Toxic Tort Case Law Developments

  • Plaintiffs Must Show Defendant Targeted Specific Individuals For Emotional Distress Claim

    On January 26, 2010, the United States District Court for the Northern District of California found that, since plaintiffs allegedly injured as a result of improper disposal of hazardous waste had not submitted evidence that the defendants intended to harm them in particular, plaintiffs’ claim for intentional infliction of emotional distress could not proceed.  Whitlock v. Pepsi Americas, No. 08-2742, 2010 U.S. Dist. LEXIS 5837 (N.D. Cal. Jan. 26, 2010).  This case was one of several arising out of contamination at Pepsi Americas’ Remco facility in Willits, California. In the present case, defendants Pepsi Americas, et al. (“Pepsi”) moved for summary judgment on plaintiffs’ claim that defendants’ discharge of hazardous substances despite knowing it would cause contamination that might affect people in the area amounted to intentional infliction of emotional distress (“IIED”).  The court granted defendants’ motion.

    Pepsi argued that plaintiffs’ claim failed because plaintiffs could not establish either that Pepsi’s conduct was “directed at each individual plaintiff and intended to cause that plaintiff severe emotional distress” or “done with knowledge of each plaintiff’s presence and exposure [to the hazardous substances at issue], and with a realization that each plaintiff was substantially certain to suffer severe emotional distress.” Whitlock, No. 08-2742, at *11.  Plaintiffs responded by “[incorporating] by reference” an opposition brief filed in a previous – and unsuccessful – case, essentially arguing that they only need show that Pepsi intended more generally that “citizens of Willits” be harmed.
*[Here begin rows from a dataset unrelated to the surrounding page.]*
PR #607, opened 2020-04-09
visible_messages fix

mikob:


josteink:
Haven’t tested yet, but otherwise it looks good to me. 

Will merge if/when I have time after Easter.

josteink:
Sorry about the slow response.

I just tested, and on my main inbox, where 50 emails are shown, I get this response:

Screenshot-2020 04 22-07 43 03

That is 75 emails are returned, instead of the 50 I expected. That sounds like too much to me, right?

josteink:
Disregard the previous (now deleted) message. I tested `api.get.visible_emails()`, not `api.dom.visible_messages()`.

As far as I can tell the code works properly, so consider it merged :smile:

Id. at *14.

    The court rejected plaintiffs’ argument, emphasizing that the case plaintiffs cited in support of their position “[did] not recognize an IIED claim based on general misconduct.” Id.  The court noted that, while a plaintiff need not show that Pepsi knew the particular names of any individual plaintiffs affected by its conduct, “it is not enough to show that the defendant knew or should have known that there may be people in the area who might be affected by defendants’ conduct.” Id. at *17.  Therefore, finding that plaintiffs had not satisfied this element, the court granted Pepsi’s motion for summary judgment.